From the line with "PR #1468, opened 2020-05-08" to the line with "connection is used", retype every line exactly, including those two, and leave out the rest of the data below.

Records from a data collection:
☆ ☆ ☆ ☆ ☆ ☆ ☆
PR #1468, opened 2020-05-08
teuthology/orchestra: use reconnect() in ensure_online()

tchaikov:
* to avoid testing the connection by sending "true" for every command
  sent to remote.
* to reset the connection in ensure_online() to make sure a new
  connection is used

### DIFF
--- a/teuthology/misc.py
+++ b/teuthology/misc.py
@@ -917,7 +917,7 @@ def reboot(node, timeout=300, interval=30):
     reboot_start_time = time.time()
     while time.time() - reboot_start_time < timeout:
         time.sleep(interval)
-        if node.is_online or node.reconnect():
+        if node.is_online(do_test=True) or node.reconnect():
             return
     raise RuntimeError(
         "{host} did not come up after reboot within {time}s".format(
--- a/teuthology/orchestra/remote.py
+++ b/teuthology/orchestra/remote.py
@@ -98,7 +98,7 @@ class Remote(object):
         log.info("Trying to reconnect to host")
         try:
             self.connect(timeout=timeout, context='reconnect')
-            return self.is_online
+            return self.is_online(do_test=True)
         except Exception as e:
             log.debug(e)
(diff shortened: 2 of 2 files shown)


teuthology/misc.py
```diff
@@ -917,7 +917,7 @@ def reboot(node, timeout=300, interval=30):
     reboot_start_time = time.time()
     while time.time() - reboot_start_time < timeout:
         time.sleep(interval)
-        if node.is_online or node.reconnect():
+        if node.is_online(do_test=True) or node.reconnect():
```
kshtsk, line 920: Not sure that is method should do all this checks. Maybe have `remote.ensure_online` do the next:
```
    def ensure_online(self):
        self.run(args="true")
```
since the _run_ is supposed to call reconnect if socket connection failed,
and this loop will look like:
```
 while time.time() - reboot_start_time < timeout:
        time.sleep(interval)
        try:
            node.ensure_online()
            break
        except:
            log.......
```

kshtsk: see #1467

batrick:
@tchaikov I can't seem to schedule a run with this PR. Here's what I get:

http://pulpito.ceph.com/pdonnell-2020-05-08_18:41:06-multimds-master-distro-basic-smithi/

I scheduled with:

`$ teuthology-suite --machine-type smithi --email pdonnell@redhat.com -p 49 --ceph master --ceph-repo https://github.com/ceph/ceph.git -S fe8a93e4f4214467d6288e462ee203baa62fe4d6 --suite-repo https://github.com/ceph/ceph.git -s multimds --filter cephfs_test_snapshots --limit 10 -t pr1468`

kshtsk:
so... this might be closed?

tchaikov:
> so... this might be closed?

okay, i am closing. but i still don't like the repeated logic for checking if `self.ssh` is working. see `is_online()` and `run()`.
☆ ☆ ☆ ☆ ☆ ☆ ☆
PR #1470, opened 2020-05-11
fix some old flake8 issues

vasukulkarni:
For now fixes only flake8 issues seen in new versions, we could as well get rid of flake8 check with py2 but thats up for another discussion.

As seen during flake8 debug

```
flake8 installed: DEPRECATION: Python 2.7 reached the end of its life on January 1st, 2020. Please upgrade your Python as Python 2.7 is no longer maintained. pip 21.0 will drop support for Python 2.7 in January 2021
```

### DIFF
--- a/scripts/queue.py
☆ ☆ ☆ ☆ ☆ ☆ ☆
__OUTPUT BELOW__
PR #1468, opened 2020-05-08
teuthology/orchestra: use reconnect() in ensure_online()

tchaikov:
* to avoid testing the connection by sending "true" for every command
  sent to remote.
* to reset the connection in ensure_online() to make sure a new
  connection is used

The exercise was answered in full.